I cant think of anything more fitting than a FIFA gold trophy for trump. FIFA is the gold standard for massive corruption.
Maybe the IOC should send a gold medal too.
I am setting up a fund to throw a MASSIVE party the day this fucking toad finally croaks. I will be blazing music for DAYS and shooting fireworks like it’s 1789, NOBODY ON THE BLOCK WILL BE SOBER OR RECOVER FOR A WEEK STRAIGHT
I don’t think you would really want it back after that piece of human shit touches it.
I have been having genuine fantasies about a massive bomb going off right there and then on live television every time I hear that fucking cockroach squeal.
It’s become like, I can’t help it. I see it, hear it, smell the flesh and gunpowder, like KABLAAAAAAM.
It’s what keeps me alive- hope. Pure, sheer hope.
Why? It has literally nothing to do with politics. Its a trophy from a sport that he doesn’t watch, has never played, and won’t support in the future. The MLS is the most “woke” of the major sports leagues in the United States, so it’s in theory the antithesis of Trump’s agenda. They regularly engage in pride initiatives and imagery, plus encourage globalism at the venues and through broadcasts. Not to mention that this tournament doesn’t/didn’t really draw the full effort from clubs. Teams regularly didn’t play their regular season starting XI and players didn’t display max effort either. Most of them just finished a 32+ week season and played around 40 matches. There’s already labor disputes about the density and duration of the football schedule in Europe and the injuries associated with playing as much as they do. At best, I would guess that players put about 70% of their max effort into these matches considering the issue of heat too.

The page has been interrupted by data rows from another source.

PR #230, opened 2016-01-29
Set id attribute for transactions from webhooks

lmnleaf:
Description: Adds an id attribute to transactions so it can be used for transaction objects built from the xml sent in a webhook

To recreate the bug: 

```ruby
webhook_notification = Recurly::Webhook.parse(request.body.read)
transaction_id = webhook_notification.transaction.id
```

Results in the following error: 
NoMethodError: undefined method `id' for #<Recurly::Transaction:0x007fde896c7888>.

Testing the changes/fix: 
* use the parse method to parse a webhook sent for a new transaction
* call transaction and id on the webhook notification to get the uuid of the transaction

```ruby
webhook_notification = Recurly::Webhook.parse(request.body.read)
transaction_id = webhook_notification.transaction.id
```

### DIFF
--- a/lib/recurly/resource.rb
+++ b/lib/recurly/resource.rb
@@ -316,6 +316,12 @@ module Recurly
       # @example
       #   Recurly::Account.find "heisenberg"
       #   # => #<Recurly::Account account_code: "heisenberg", ...>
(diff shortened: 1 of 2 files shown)


csmb:
+1

PR #231, opened 2016-02-17
Add currency attribute to BillingInfo

bhelx:
This allows the merchant to send a custom currency on billing info creation and update for verification purposes. For instance, if your site default is USD and you are trying to verify for EUR, you may end up having two verifications. 

### Testing

```ruby
account = Recurly::Account.find('1')

account.billing_info = {
  first_name: 'Verena',
  last_name: 'Example',
  number: '4111-1111-1111-1111',
  verification_value:  '123',
  month: 11,
  year: 2019,
  currency: 'EUR'
}

account.billing_info.save!
```

Approvers: @csmb

PR #232, opened 2016-02-19
Bump 2.5.1

bhelx:
* Add `currency` attribute to `BillingInfo` object so client can pass currency on create/update [PR](https://github.com/recurly/recurly-client-ruby/pull/231)


csmb:
+1

PR #233, opened 2016-04-08
Remove Gemfile.lock

pmorton:
Hi - I was getting ready fork this Gem and make some updates. I noticed that bundler would no run because the Gemfile.lock is out of date for the version of ruby I am running. My general practice for public gem ```Gemfile.lock``` files is to follow http://yehudakatz.com/2010/12/16/clarifying-the-roles-of-the-gemspec-and-gemfile/. Specifically:

```
When developing a gem, use the gemspec method in your Gemfile to avoid duplication. In general, a gem's Gemfile should contain the Rubygems source and a single gemspec line. Do not check your Gemfile.lock into version control, since it enforces precision that does not exist in the gem command, which is used to install gems in practice. Even if the precision could be enforced, you wouldn't want it, since it would prevent people from using your library with versions of its dependencies that are different from the ones you used to develop the gem.

When developing an app, check in your Gemfile.lock, since you will use the bundler tool across all machines, and the precision enforced by bundler is extremely desirable for applications.
```

Hence this pull request removes the Gemfile.lock. Please consider taking this pull request.


pmorton:
Closing in favor of adding more rubies since this change is really a requisite.

bhelx:
Closed due to: https://github.com/recurly/recurly-client-ruby/pull/234

PR #234, opened 2016-04-08
Add more rubies to the testing matrix

pmorton:
Adding jruby-9000, ruby-2.2 and ruby 2.3


pmorton:
@bhelx I am thinking of merging the Gemfile.lock change into this change. Doing so will allow the ruby dependencies to float and autofix this issue. Any thoughts?

bhelx:
Sure thing, I'll check this out this afternoon.

pmorton:
@bhelx Great. It does look like there are some test failures on jruby19 and ruby 2.3. 

As you can see in #233 jruby19 fails when the dependencies float, so clearly there is a dependency issue on jruby 1.9. Do you have any insight on this.

Ruby 2.3 has some failures. I will try to do some digging in.

pmorton:
@bhelx All builds are passing now on all ruby versions. Github is having some fun with my squash, the two other commits referenced prior to mine are and artifact of my rebase and do not functionally change anything. Those commits are already in master

spec/recurly/api/errors_spec.rb
```diff
@@ -33,15 +33,15 @@
       end
 
       describe "when response body is empty string" do
-        before { response.expect :body, '' }
+        before { 2.times { response.expect :body, '' } }
```
bhelx: @pmorton can you explain why this was needed?

lib/recurly/xml/nokogiri.rb
```diff
@@ -46,7 +46,7 @@ def text= text
       end
 
       def to_s
-        root.to_xml(:indent => 0).gsub(/$\n/, '')
+        root.to_xml(:indent => 0,:save_with => Nokogiri::XML::Node::SaveOptions::NO_EMPTY_TAGS).gsub(/$\n/, '')
```
bhelx: @pmorton can you explain why you needed to add this option?

.gitignore
```diff
@@ -11,4 +11,7 @@ doc/*
 bin/*
 !bin/recurly
 
+#Gems should not checkin lock files
+Gemfile.lock
```
bhelx: What do you think about referencing the ykatz article here in the comment so we can remember our reasoning later on?

http://yehudakatz.com/2010/12/16/clarifying-the-roles-of-the-gemspec-and-gemfile/

lib/recurly/resource.rb
```diff
@@ -401,7 +407,12 @@ def from_xml xml
             }
             next
           end
-
+          
+          # Nokogiri on Jruby-1.7.19 likes to throw NullPointer exceptions
+          # if you try to run certian operations like el.attribute(''). Since
+          # we dont care about text nodes, let's just skip them
+          next if el.node_type == 3
```
bhelx: This seems like a magic number. Is there possibly a named constant in nokogiri we can reference?

lib/recurly/xml/nokogiri.rb
pmorton: Silly Jruby-1.9. All other ruby flavors in the matrix generate an empty tag (a tag with no content) as follows ```<element></<element>```. Jruby 1.7.19 (against a floating nokogiri) generates ```</element>```. When checked against the expectation it does not match because jruby 1.7.19 is using self closing tags. This directive tells nokogiri to not generate self closing tags.

.gitignore
pmorton: 👍

spec/recurly/api/errors_spec.rb
pmorton: I am not a MiniTest expert, however as best as I can tell, old versions of minitest would simply use the same response for multiple calls to the same mock. It seem that in later versions you need to specify the response for each expected call in the expected order (http://stackoverflow.com/questions/26806274/multiple-invocations-of-same-method-on-a-mock-with-minitest). In this specific case the call issues at https://github.com/recurly/recurly-client-ruby/blob/master/lib/recurly/api/errors.rb#L49 will result in two calls to .body the first call could be services and the second would result in an error because the expectation did not know how to respond.

bhelx:
@pmorton thanks for being so responsive! I'm going to have to pick this back up this weekend or first thing Monday morning.

spec/spec_helper.rb
```diff
@@ -23,9 +24,26 @@ def stub_api_request method, uri, fixture = nil
...
 end
+
 include SpecHelper
 
+environment
+
+class Minitest::Spec
+  after do |tests|
+    WebMock.reset!
+    environment
```
bhelx: Why is this also called on line 38? Could you explain why this is needed?

bhelx: @pmorton if you can help me understand what this does I should be able to merge today :)

pmorton: Looks like line 38 can be killed and I will do so. Reading your question, the method call clearly is not expressive enough. It should be called ```reset_recurly_environment```. The purpose of the call is initialize the environment to a know state. The source of the need for this was two fold. In my local environment the tests were a bit flakey in that some times they would pass and others they would not. I added the after block to do two things:

1. Cleanup WebMocks - Each time a request was being stubbed, it would bleed over into other tests. I.e. Mocks created in one test were available in other tests. This behavior creates a lack of clarity and in this case some flaky tests. 

2. Environment - The recurly gem uses global state to store things like API tokens, domains, etc. There were some test that were resetting the global state in order to test the behavior of the global state. As a matter or practice, I thought that it was important to make sure that each test (even if it is not twiddling global state) reset the global state to a know good value after the completion of the test. Doing so eliminates an entire set of spec bugs that are slightly difficult to diagnose and ad in this case will cause tests to fail depending on the order that they are executed.

bhelx: :+1: Okay that sounds good

.gitignore
```diff
@@ -11,4 +11,8 @@ doc/*
 bin/*
 !bin/recurly
 
+# Gems should not checkin lock files
+# http://yehudakatz.com/2010/12/16/clarifying-the-roles-of-the-gemspec-and-gemfile/
```
bhelx: :+1:

pmorton:
@bhelx I have addressed your feedback, squashed the commit - the build is passing. Since this is close to merge (and it makes development easier) I am going to use this as the base for #235

bhelx:
@pmorton Thanks for being so responsive!

Issue #235, opened 2016-04-08
Autoloading and Rails


pmorton:
We are getting some strange exceptions from the recurly railtie each time we deploy our application. The app is rails 4.2 with puma running with 2 clustered mode workers with 16 threads. When the application is deployed the first call into our app (any controller) will trigger the following exception: ```NoMethodError: undefined method `accept_language=' for Recurly::API:Class``` and a massive stack trace in what looks like the request filter phase. This generally does not make sense because the method is defined. After much research, it seems that this is _probably_ an issue with the use of autoload. 

https://bugs.ruby-lang.org/issues/921 confirms that for 1.9.3 and older, autoload is not thread safe while 2.x is. Further @headius seems to indicate that autoload is only thread safe is the same autoload mechanism is used across the board. https://github.com/headius/thread_safe/issues/15#issuecomment-28929979. So here is where I believe that issue to be: Rails uses it's own autoloading systems, while this gem uses another. There is some race condition that is causing the ```Recurly::API``` class to only be partially loaded when it is called. 

To address this issue we could take one of a couple of approaches

1. Dump autoloading and use require. This would make the gem slower to load, but this should be trivial since the gem is pretty small.

2. Hook into the rails autoloading system. Each file using autoloads would add the following to the class
```extend ActiveSupport::Autoload if defined?(ActiveSupport::Autoload)```. The net result is that the activesupport autoloader which is used by rails would also be used by this gem. Doing this would allow lazy loading for ruby files in development and eager loading in production.

I believe that 1 is the simplest with very little performance tradeoff, but if load performance is important to you option 2 would work as well.  Let me know what you think. I am happy to code this up.

pmorton:
Good Monday @bhelx Let me know your thoughts on the above and I would be happy to get this moving.

bhelx:
Thanks @pmorton

Will be taking a look today

bhelx:
@pmorton 

Okay, from what I can tell, our Railtie is pretty old and this library was written when using threaded servers was less common. So it's no wonder there are some issues.

At first glance I would definitely say I want to dump autoload (option 1). I find messing with ruby's requires to be a little to opaque and I never liked that this library adopted autoload. I also agree that the performance penalty will be negligible. I'd be happy to look over your PR or help you get it working.

pmorton:
Great. I will get this moving. Cheers!

bhelx:
Closed with https://github.com/recurly/recurly-client-ruby/issues/236

[...]

PR #236, opened 2016-04-12
Remove autoload and reorder require

pmorton:
This pull request addresses #235. Autoload has been removed and the ```require``` statements have been reorder to support the required dependency order.

### DIFF
--- a/lib/recurly/error.rb
+++ b/lib/recurly/error.rb
@@ -1,0 +1,13 @@
+module Recurly
+  # The exception class from which all Recurly exceptions inherit.
+  class Error < StandardError
+    def set_message message
+      @message = message
+    end
+
+    # @return [String]
+    def to_s
+      defined? @message and @message or super
+    end
+  end
+end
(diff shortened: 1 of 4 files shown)


lib/recurly/error.rb
```diff
@@ -0,0 +1,13 @@
+module Recurly
```
pmorton: I had to move ```error``` out into it's own file since it was defined in the file that was currently loading ```recurly.rb``` and after a ```require``` that depended on the class being defined. The options were to move this out to it's own file or to define the class before the require statement. IMHO doing the former was cleaner and more understandable. 

Paul

bhelx:
@pmorton Thanks for jumping on this so quick. I'm going to run through this as soon as I get a chance.

bhelx:
I'm hoping to get time to check this out this week :)

pmorton:
@bhelx BTW. We have been running this in production for the last 8 days. It resolved the missing constant/threading issue.

bhelx:
@pmorton I had some time to pull this down this morning. Everything looks good. It will go out in the next release.

Thanks again :+1:

PR #240, opened 2016-05-02
Use gemspec instead of gemfile

bhelx:
Let's use the gemspec rather than the gemfile. I'll add some more explicit versions for some of these after seeing how they behave in the test matrix.


bhelx:
need to get this working for jruby

PR #244, opened 2016-05-10
Parse Fraud object if it exists

bhelx:
If it's available, the transaction may contain a `fraud` object with some fraud information. This will parse that object into a Hash. I've aliased it as `fraud_info` because I find that is easier to understand and in line with the schema.

## Testing

* Make sure it prints an `int` score and a `string` decision and nothing more.

```ruby
t = Recurly::Transaction.find("35cc481437fa97b566ccf04f7bad4ae0")
puts t.fraud.inspect
#=> {"score"=>99, "decision"=>"APPROVE"}
```

### DIFF
--- a/lib/recurly/transaction.rb
+++ b/lib/recurly/transaction.rb
@@ -47,8 +47,10 @@ module Recurly
       tax_exempt
       tax_code
       accounting_code
+      fraud
     )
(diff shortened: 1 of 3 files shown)


csmb:
+1

Issue #247, opened 2016-05-23
Update the address for an account?


cionescu:
I am having issues updating the address for a Recurly Account. 

```ruby
$ a = Recurly::Account.find("[account-code]")
===> GET https://caring.recurly.com/v2/accounts/[account-code]
...
<=== 200 OK (216.6ms)
...
$ a.address
=> #<Recurly::Address address1: "330 Blah", address2: "Flat 506", city: "San Francisco", country: nil, phone: "4159365945", state: "CA", zip: "94158">
$ a.address.address1 = "New Address"
$ a.address.changed?
=> true
$ a.changed?
=> false
```

Then, if I try to save the account it doesn't make a request to recurly. Completely unrelated, but if I try to save the address I get a 404

```ruby
$  a.address.save
===> POST https://caring.recurly.com/v2/address
<=== 404 Not Found (589.4ms)
<errors>
  <error>No route matches [POST] "/v2/address"</error>
</errors>
```

Can you please let me know what's wrong with my approach?

drewish:
Does `a.save` work any better?

cionescu:
`a.save` returns true. But I would expect it to make a PUT request to recurly to update the account.

drewish:
does it update the account though?

cionescu:
No, it doesn't

bhelx:
I think the problem is that `account.changed?` is probably still false. Let me check this and confirm that this is a bug.

bhelx:
This doesn't look correct

```ruby
puts "address changed: #{account.address.changed?}"      #=> true
puts "address changed: #{account.address_changed?}"     #=> false
puts "changed attributes: #{account.changed_attributes}"   #=> {}
```

bhelx:
This is a quick fix: https://github.com/recurly/recurly-client-ruby/pull/248

But it's probably not the best solution moving forward. We're going to need to discuss how to better address this problem of `changed_attributes` with nested objects.

cionescu:
Thank you! And thanks for responding so quickly 😄

bhelx:
@cionescu Sure thing. I'm going to do a deeper dive tomorrow.

bhelx:
Closed with https://github.com/recurly/recurly-client-ruby/pull/248

Will go into release tomorrow

PR #248, opened 2016-05-23
Fix account.address_changed? dirty check

bhelx:
Fixed Issue https://github.com/recurly/recurly-client-ruby/issues/247

But this is only a quick fix. I think we need an audit and a conversation around all the problems with `changed_attributes` and nested models.

### DIFF
--- a/lib/recurly/resource.rb
+++ b/lib/recurly/resource.rb
@@ -437,7 +437,9 @@ module Recurly
           else
             val = XML.cast(el)
             if 'address' == el.name && val.kind_of?(Hash)
-              record[el.name] = Address.new val
+              address = Address.new val
+              address.instance_variable_set(:@changed_attributes, {})
+              record[el.name] = address
             else
               record[el.name] = val
             end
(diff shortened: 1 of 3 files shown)


lib/recurly/resource.rb
```diff
@@ -437,7 +437,9 @@ def from_xml xml
           else
             val = XML.cast(el)
             if 'address' == el.name && val.kind_of?(Hash)
-              record[el.name] = Address.new val
+              address = Address.new val
+              address.instance_variable_set(:@changed_attributes, {})
```
bhelx: When the address is unmarshalled, it's fields are dirty. Not sure why. This is too hacky.

spec/recurly/account_spec.rb
```diff
@@ -181,6 +181,23 @@
...
+      Account.find 'abcdef1234567890'
+    end
+
+    it "should be dirty if address was modified" do
+      account.address.address1 = "1600 Pennsylvania Ave."
+      account.changed?.must_equal true
+    end
+
+    it "should be clean if address was not modified" do
+      require'pry';binding.pry;
```
drewish: ✂️  this

bhelx: oops

csmb:
+1

Issue #402, opened 2025-10-29
Improved Error output when vLLM pod is not ready


elevran:
Spawned from: https://llm-d.slack.com/archives/C08SBNRRSBD/p1758306792046299

TL;DR - The sidecar seems to emit a 502 Bad Gateway when the decode node is not ready.

Is it possible to update the sidecars error to be a 503 with an error message? Other users may hit this issue and assume (reasonably so) that its an issue with their gateway configuration. If we improve the error handling it would, hopefully, help in future triage

copied from llm-d/llm-d-routing-sidecar#61

Issue #401, opened 2025-10-29
feat: Extend PD support to include when vLLM is configured to run in Data Parallel mode


elevran:
vLLM has added a feature called Data Parallel (DP). When DP is active vLLM runs many inference engines in the same Kubernetes pod. There are several different configurations all have multiple vLLM engines on one pod.

One of the DP configurations has multiple vLLMs riunning on one pod each with it's own inference port and metrics port.

When running Disambiguated Prefill/Decode (PD) we run with an llm-d-routing-sidecar in front of the vLLM engine in the decode pods. When running PD with DP enabled, we need the llm-d-routing-sidepar to listen on N ports and have each port work with one specific vLLM engine in the pod.

To simplify things:
 
* We can add a command line argument `--data-parallel-size=N`, where N indicates how many vLLM engines are running in parallel. This is the same command line argument used by vLLM. `N` must be greater than zero and for now less then or equal to eight, with a default of one.
* When --data-parallel-size is used with a value greater than one:
   * The sidecar will listen on `N` ports starting with the port specified by the `--port` command line argument
   * The sidecar will communicate with `N` vLLM engines all listening on separate ports starting with the  port number specified by the --vllm-port` coommad line argument

PR #432, opened 2025-11-06
Added support for Data Parallel in a Disagregated Prefil/Decode setup

shmuelk:
This PR enables the use of the vLLM Data Parallel feature with multiple public vLLM endpoints (ranks) in a situation where Disaggregated Prefill/Decode is also configured.

**Note:** To run the code in this PR using Istio as the gateway, a fix to Istio issue [57638](https://github.com/istio/istio/issues/57638). Istio PR [58068](https://github.com/istio/istio/pull/58068) is a potential partial solution, that will work with the workaround in this PR.

This PR also refactors error handling and tests in the Sidecar.

Fixes: #401
Fixes: #402

### DIFF
--- a/pkg/plugins/profile/pd_profile_handler.go
+++ b/pkg/plugins/profile/pd_profile_handler.go
@@ -9,13 +9,14 @@ import (
 	"net"
 	"strconv"
 
-	"github.com/llm-d/llm-d-inference-scheduler/pkg/common"
 	"sigs.k8s.io/controller-runtime/pkg/log"
 	"sigs.k8s.io/gateway-api-inference-extension/pkg/epp/plugins"
 	"sigs.k8s.io/gateway-api-inference-extension/pkg/epp/scheduling/framework"
 	"sigs.k8s.io/gateway-api-inference-extension/pkg/epp/scheduling/framework/plugins/multi/prefix"
 	"sigs.k8s.io/gateway-api-inference-extension/pkg/epp/scheduling/types"
 	logutil "sigs.k8s.io/gateway-api-inference-extension/pkg/epp/util/logging"
+
+	"github.com/llm-d/llm-d-inference-scheduler/pkg/common"
 )
 
 const (
@@ -165,7 +166,6 @@ func (h *PdProfileHandler) ProcessResults(_ context.Context, _ *types.CycleState
 	updatedResults := map[string]*types.ProfileRunResult{}
 
 	// Add decode profile to result
-
 	if h.primaryPort != "" {
 		// Data Parallel is active
 
--- a/pkg/plugins/profile/dp_profile_handler.go
+++ b/pkg/plugins/profile/dp_profile_handler.go
@@ -8,10 +8,11 @@ import (
 	"net"
 	"strconv"
 
-	"github.com/llm-d/llm-d-inference-scheduler/pkg/common"
 	"sigs.k8s.io/gateway-api-inference-extension/pkg/epp/plugins"
 	"sigs.k8s.io/gateway-api-inference-extension/pkg/epp/scheduling/framework"
 	"sigs.k8s.io/gateway-api-inference-extension/pkg/epp/scheduling/types"
+
+	"github.com/llm-d/llm-d-inference-scheduler/pkg/common"
 )
 
 const (


pkg/plugins/profile/pd_profile_handler.go
```diff
@@ -6,7 +6,10 @@ import (
 	"encoding/json"
 	"errors"
 	"fmt"
+	"net"
+	"strconv"
 
+	"github.com/llm-d/llm-d-inference-scheduler/pkg/common"
```
elevran: wrong import order?

pkg/plugins/profile/pd_profile_handler.go
```diff
@@ -51,19 +56,24 @@ func PdProfileHandlerFactory(name string, rawParameters json.RawMessage, _ plugi
 	}
 
 	return NewPdProfileHandler(parameters.PrefillProfile, parameters.DecodeProfile, parameters.PrefixPluginName,
-		parameters.Threshold, parameters.HashBlockSize).WithName(name), nil
+		parameters.Threshold, parameters.HashBlockSize, parameters.PrimaryPort).WithName(name), nil
```
elevran, line 60: Q: is it possible to determine the primary port from the InferencePool object instead of requiring it from user config (whcih could be missing, out of sync, ...)?

pkg/plugins/profile/pd_profile_handler.go
```diff
@@ -143,27 +154,48 @@ func (h *PdProfileHandler) Pick(ctx context.Context, cycleState *types.CycleStat
...
 	}
 	// otherwise, decode ran successfully
 
+	updatedResults := map[string]*types.ProfileRunResult{}
+
+	// Add decode profile to result
+
+	if h.primaryPort != "" {
+		// Data Parallel is active
+
```
elevran, line 171:
```suggestion
	// Add decode profile to result
	if h.primaryPort != "" { // Data Parallel is active
```

pkg/plugins/profile/pd_profile_handler.go
```diff
@@ -143,27 +154,48 @@ func (h *PdProfileHandler) Pick(ctx context.Context, cycleState *types.CycleStat
...
+		targetPod := decodeRunResults.TargetPods[0].GetPod()
+		request.Headers[common.DataParallelPodHeader] = net.JoinHostPort(targetPod.Address, targetPod.Port)
+
+		updatedResult := types.ProfileRunResult{
+			TargetPods: []types.Pod{},
+		}
+
+		for _, target := range decodeRunResults.TargetPods {
```
elevran, line 179: Q: I presume the pod with the primary port is also part of the pod array passed-in, would it be easier to swap that in for the result?
Just clarification, no change needed.

pkg/plugins/profile/pd_profile_handler.go
```diff
@@ -143,27 +154,48 @@ func (h *PdProfileHandler) Pick(ctx context.Context, cycleState *types.CycleStat
...
+			updatedPodInfo := target.GetPod().Clone()
```
elevran, line 180: Q: can this cange be applied in [pd_prerequest.go](https://github.com/llm-d/llm-d-inference-scheduler/blob/main/pkg/plugins/pre-request/pd_prerequest.go) when we handle `PrefillHeaderHandler.PreRequest()`?
We extract the Prefill result and place it into a header, I wonder if we can mutate the scheduling result there too?

pkg/sidecar/proxy/errors.go
```diff
@@ -30,51 +30,51 @@ type errorResponse struct {
...
-	}
-
-	b, err := json.Marshal(er)
-	if err != nil {
-		return err
+		Message: "The decode node is not ready. Please check that the vLLM service is running and the port configuration is correct.",
+		Type:    "ServiceUnavailable",
+		Code:    http.StatusServiceUnavailable,
 	}
+	decoderServiceUnavailableResponseJSON, _ = json.Marshal(response)
```
elevran, line 42: you may need to make the linter happy with a comment since ignoring error return. Nothing we can do with the error reagrdless, but may be add a comment?

pkg/plugins/profile/pd_profile_handler.go
shmuelk: Unfortunately plugins do not have access to the InferencePool.

They have minimal access to the Datastore. In particular the ability to list the pods.

pkg/plugins/profile/pd_profile_handler.go
shmuelk: Not necessarily. If the "target pod" is only rank-1 for example, then there will be no pod in the result with the primary port

pkg/plugins/profile/pd_profile_handler.go
shmuelk: We can't. The target pods and endpoints are selected before the PreRequest extension point is called.

See the function preRequest at https://github.com/kubernetes-sigs/gateway-api-inference-extension/blob/main/pkg/epp/requestcontrol/director.go#L217

pkg/sidecar/proxy/errors.go
shmuelk: Lint passed with the code as is

pkg/plugins/profile/pd_profile_handler.go
elevran: Got it. Plugins are called after the result is set.
Do you know why the logic is that way and not plugins called before?

shmuelk: No.

PR #437, opened 2025-11-07
Remove code coverage from CI workflow

carlory:
See https://github.com/llm-d/llm-d-inference-scheduler/pull/295#issuecomment-3477978918

### DIFF
--- a/.github/workflows/ci-pr-checks.yaml
+++ b/.github/workflows/ci-pr-checks.yaml
@@ -49,12 +49,6 @@ jobs:
         run: |
           make test
 
-      - name: Archive code coverage results
-        uses: actions/upload-artifact@v5
-        with:
-          name: code-coverage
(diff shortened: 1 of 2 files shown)


.github/workflows/ci-pr-checks.yaml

Because it’s shiny, gold, and he wants it, precious. /s
Why the /s? This is 100% factual.
Because sardonic and sarcastic both start with the letter s, and Lemmy hasn’t pioneered a different shorthand for the former yet.
How in hell can he even think that’s a valid way to go? I mean one look at him and you know he’s never run two steps in his life.
He’s gonna shit up the place with tacky gold shit isn’t he?
s/gonna/continue to/
When you’re famous they let you do it. You can steal trophies and medals! Mario steals gold coins, I rest my case.
“When you’re a star, you can do whatever you want. Grab 'em by the trophy!”
He also stole a shitload of art from the ambassador’s office in France in his first term. You’ll also recall that he wants (dunno if he got) the Declaration of Independence moved into the office as well.
He is such a fucking twat. Guaranteed he’s never even watched a full game in his life.
Ever hear the Putin Superbowl ring story?